Let me guess. You want to save money, but you don’t want to do math. Percentages and spreadsheets make you glaze over or break out in hives. The idea of a bunch of cash filled envelopes lying about just seems dumb. It’s okay. I’m here for you. I’ve got a few simple things you can keep in mind to help you save money without having to overthink it.

  1. Carry cash– In case you never figured out the name of my blog, I take out the equivalent of $20 a day from the ATM once a week on Fridays. Living here in Glasgow, that means I put £90 in my wallet each week, and that’s all the money I get to spend on incidentals like clothes, extra bits from the grocery story, drinks at the bar, etc. If you use your debit card for everything AND you hate doing math, there’s a pretty good chance you’re going to lose track of how much money you spend. I find this amount to be just right for me. Some weeks I have money leftover, and other weeks, Thursdays are sad. That’s life.
  2. Stop buying crap– Become more intentional about what you buy. Before you make an impulsive purchase, ask yourself “Is this something I know to be useful or believe to be beautiful.” I don’t know who said that, but it’s worked for me. You don’t have to be a stingy miser, but if you live in the real world, you probably can’t just have whatever you want. 
  3. Sleep on it– Since we’re trying to stop buying crap, I find it useful to walk away for a day from something I’m interested in buying, especially if it costs a little bit more than I would normally pay. It may be that you can look around and find it cheaper somewhere else, or it may be that with a little bit of space, you realize you don’t actually need it. If you’re still in love with the item the next day and you have the cash in your wallet, go back and get it.
  4. Think about how you’re going to get there– We don’t have a car right now, so our options are pretty limited, but I think it’s always worth it to consider walking somewhere. It’s free, and it’s great exercise. Yeah it takes a bit longer, but if I’m by myself, I listen to news podcasts and get smarter, and if I’m with my husband or a friend, it’s the perfect opportunity to have some great conversation without having your face stuck in your phone.
  5. Embrace store brand– There are a few things, like peanut butter, that I just won’t compromise on, but for the most part, I’m quite happy to save a bit of money on fancy packaging and advertising and just buy the store brand. If you find you don’t like the quality on a certain product, just don’t buy it again. Most of the time, though, you can’t tell.
  6. Pack a lunch– When I find my wallet empty at the end of the week, it’s usually because I’ve been forgetting to bring my lunch with me to work. When you’re putting leftovers away from dinner, pack them in single-serving portions so you can just grab something from the fridge on your way out the door. I can barely navigate my toothbrush in the morning. Forget about making a sandwich. Make your life as easy as possible.
  7. Check for a Groupon– If you haven’t checked out any of these types of sites in a while, it’s definitely worth checking out. Rememer #2. Don’t go buying stuff just because there’s a groupon, but you may find something you already needed or wanted for half the price, at which point it would be dumb not to get it. It’s a great way to try a restaurant or experience that may have otherwise been inaccessible because of price.
  8. Buy things that last– When you’re shopping for things that are non-consumable, take into consideration how quickly something may need to be replaced. I’ve had the same black pencil skirt since I graduated from college. If something is going to be useful to you for a long time, make sure it’s going to last. Spending a little bit more one time equals spending less in the long run if you end up having to buy it again.
  9. Invite your friends over– Instead of going out to a restaurant or bar to socialize with your friends, invite them to your home. You don’t have to do anything extravagant. Ask friends to bring stuff to contribute to the night. It spreads the cost around, but you can bet everyone will still spend less than they would going out. You’ll be able to hear each other talk, and sometimes your friends will even do the dishes. 
  10. Put some money away– Now that you’re being more conscientious about your spending, you’ll have some money to save at the end of the month.
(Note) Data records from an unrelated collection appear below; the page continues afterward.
PR #10069, opened 2020-10-19
Add eBPF dataplane support for Calico CNI

hakman:
https://docs.projectcalico.org/about/about-ebpf
https://docs.projectcalico.org/maintenance/enabling-bpf
https://docs.projectcalico.org/reference/felix/configuration#ebpf-dataplane-configuration

### DIFF
--- a/docs/networking/calico.md
+++ b/docs/networking/calico.md
@@ -93,6 +93,23 @@ It is possible to configure Calico to use Typha by editing a cluster and adding 
       typhaReplicas: 3
 ```
 
+### Configuring the eBPF dataplane
+{{ kops_feature_table(kops_added_default='1.19', k8s_min='1.16') }}
+
+Calico supports using an [eBPF dataplane](https://docs.projectcalico.org/about/about-ebpf) as an alternative to the standard Linux dataplane (which is iptables based). While the standard dataplane focuses on compatibility by inter-working with kube-proxy, and your own iptables rules, the eBPF dataplane focuses on performance, latency and improving user experience with features that aren’t possible in the standard dataplane. As part of that, the eBPF dataplane replaces kube-proxy with an eBPF implementation. The main “user experience” feature is to preserve the source IP of traffic from outside the cluster when traffic hits a NodePort; this makes the server-side logs and network policy much more useful on that path.
+
+For more details on enabling the eBPF dataplane please refer the [Calico Docs](https://docs.projectcalico.org/maintenance/ebpf/enabling-bpf).
+
+```yaml
+  kubeProxy:
+    enabled: false
+  networking:
+    calico:
+      bpfEnabled: true
+      bpfExternalServiceMode: Tunnel
+      bpfLogLevel: Info
+```
+
 ### Configuring WireGuard
 {{ kops_feature_table(kops_added_default='1.19', k8s_min='1.16') }}
 
--- a/upup/models/cloudup/resources/addons/networking.projectcalico.org/k8s-1.16.yaml.template
+++ b/upup/models/cloudup/resources/addons/networking.projectcalico.org/k8s-1.16.yaml.template
@@ -1,4 +1,6 @@
-# Pulled and modified from: https://docs.projectcalico.org/v3.16/manifests/calico-typha.yaml
+# Pulled and modified from:
+#   https://docs.projectcalico.org/v3.16/manifests/calico-bpf.yaml
+#   https://docs.projectcalico.org/v3.16/manifests/calico-typha.yaml
 
 ---
 # Source: calico/templates/calico-config.yaml
@@ -11,6 +13,12 @@ metadata:
   labels:
     role.kubernetes.io/networking: "1"
 data:
+  {{- if .Networking.Calico.BPFEnabled }}
+  # Set these to the IP and port of your API server; In BPF mode, we need to connect directly to the
+  # API server because we take over kube-proxy's role.
+  kubernetes_service_host: "{{ .MasterInternalName }}"
+  kubernetes_service_port: "443"
+  {{- end }}
   # You must set a non-zero value for Typha replicas below.
   typha_service_name: "{{- if .Networking.Calico.TyphaReplicas -}}calico-typha{{- else -}}none{{- end -}}"
   # Configure the backend to use.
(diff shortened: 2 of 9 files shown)


upup/pkg/fi/cloudup/template_functions.go
```diff
@@ -179,6 +179,12 @@ func (tf *TemplateFunctions) AddTo(dest template.FuncMap, secretStore fi.SecretS
 		dest["CiliumSecret"] = func() string { return ciliumsecretString }
 	}
 
+	if cluster.Spec.Networking != nil && cluster.Spec.Networking.Calico != nil {
```
olemarkus, line 182: You don't need this one. You can just the value directly. Already doing the same for Cilium.

upup/pkg/fi/cloudup/new_cluster.go
```diff
@@ -769,6 +769,10 @@ func setupNetworking(opt *NewClusterOptions, cluster *api.Cluster) error {
 		cluster.Spec.Networking.Calico = &api.CalicoNetworkingSpec{
 			MajorVersion: "v3",
 		}
+		if cluster.Spec.KubeProxy == nil {
+			cluster.Spec.KubeProxy = &api.KubeProxyConfig{}
+		}
+		cluster.Spec.KubeProxy.Enabled = fi.Bool(false)
```
olemarkus, line 775: I assume this is just for e2e testing

hakman: Yeah. Checking failures, which are many.

upup/pkg/fi/cloudup/template_functions.go
hakman: Ah got it. Thanks for the tip.

upup/models/cloudup/resources/addons/networking.projectcalico.org/k8s-1.16.yaml.template
```diff
@@ -3873,7 +3914,8 @@ spec:
               value: "{{- or .Networking.Calico.IPv6AutoDetectionMethod "first-found" }}"
             # Enable IPIP
             - name: CALICO_IPV4POOL_IPIP
-              value: "{{- if and (eq .CloudProvider "aws") (.Networking.Calico.CrossSubnet) -}}CrossSubnet{{- else -}} {{- or .Networking.Calico.IPIPMode "Always" -}} {{- end -}}"
+              value: "Never"
```
fasaxc, line 3917: Think you need to remove this diff; BPF mode support IPIP mode in v3.16 and it's needed unless your nodes all live in one subnet.

upup/models/cloudup/resources/addons/networking.projectcalico.org/k8s-1.16.yaml.template
```diff
@@ -3836,6 +3863,20 @@ spec:
               name: kubernetes-services-endpoint
```
fasaxc, line 3863: You could use the `kubernetes-services-endpoint` config map that we now have for KUBERNETES_SERVICE_HOST and KUBERNETES_SERVICE_PORT.  All the components are alrady configured to pick that up.

hakman: Wouldn't this require first to move to the Operator first?

docs/networking/calico.md
```diff
@@ -93,6 +93,23 @@ It is possible to configure Calico to use Typha by editing a cluster and adding
...
+
+For more details on enabling the eBPF dataplane please refer the [Calico Docs](https://docs.projectcalico.org/maintenance/ebpf/enabling-bpf).
+
+```yaml
+  kubeProxy:
+    enabled: false
+  networking:
+    calico:
+      bpfEnabled: true
+      bpfExternalServiceMode: DSR
```
olemarkus, line 109: Does DSR actually work in AWS? Maybe where NLB is used?

upup/models/cloudup/resources/addons/networking.projectcalico.org/k8s-1.16.yaml.template
olemarkus: Not sure you need to do this conditionally. For cilium I chose to just always do this.

upup/models/cloudup/resources/addons/networking.projectcalico.org/k8s-1.16.yaml.template
```diff
@@ -3916,6 +3963,18 @@ spec:
               value: "true"
 
             # kops additions
+            # Enable source/destination checks for AWS
+            - name: FELIX_AWSSRCDSTCHECK
+              value: "{{- if and (eq .CloudProvider "aws") (.Networking.Calico.CrossSubnet) -}}Disable{{- else -}} {{- or .Networking.Calico.AwsSrcDstCheck "DoNothing" -}} {{- end -}}"
```
olemarkus, line 3968: You could consider using a options builder for calico to avoid this much logic in the template.

hakman: Good idea, will think of doing it in a future PR.

upup/models/cloudup/resources/addons/networking.projectcalico.org/k8s-1.16.yaml.template
hakman: Because we merge logic from different manifests, it will be easier later to track why these were added.

docs/networking/calico.md
hakman: Did not run e2e with this so, not really sure, but you are right, Tunnel should be safer.

upup/models/cloudup/resources/addons/networking.projectcalico.org/k8s-1.16.yaml.template
fasaxc: > Wouldn't this require first to move to the Operator first?

No, we have the same config map in both install methods (but for operator it needs to be in the operator's namespace, not kube-system).  If you look a few lines above you can see the config map ref in your manifest ;-)

hakman: Got it. Thanks! :)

If you don’t, you may need to reevaluate your life a little bit. Here’s what I do. First, make sure you have a separate savings account that you can easily transfer to online. When payday comes around, I look at my last balance before the deposit. Subtract from that balance the amount you pay in rent (so you know you at least always have an extra month’s worth on hand at any given moment), then put the rest into your savings account. I know we don’t like to do math, so just round to the nearest hundred (or ten if you have to). Don’t overthink it. Then sit back and watch your money add up. 

Saving money, sort of like losing weight, isn’t really about tricks. It’s much more about changing your habits and your attitude. Say no to the pressure to consume. Don’t feel you need to deprive yourself, but don’t give in to every little whim to spend. If you’re feeling pressure to keep up with the Joneses, just remember that the Joneses aren’t actually as cool as you. Eventually, being awesome on $20 a day just becomes your life. 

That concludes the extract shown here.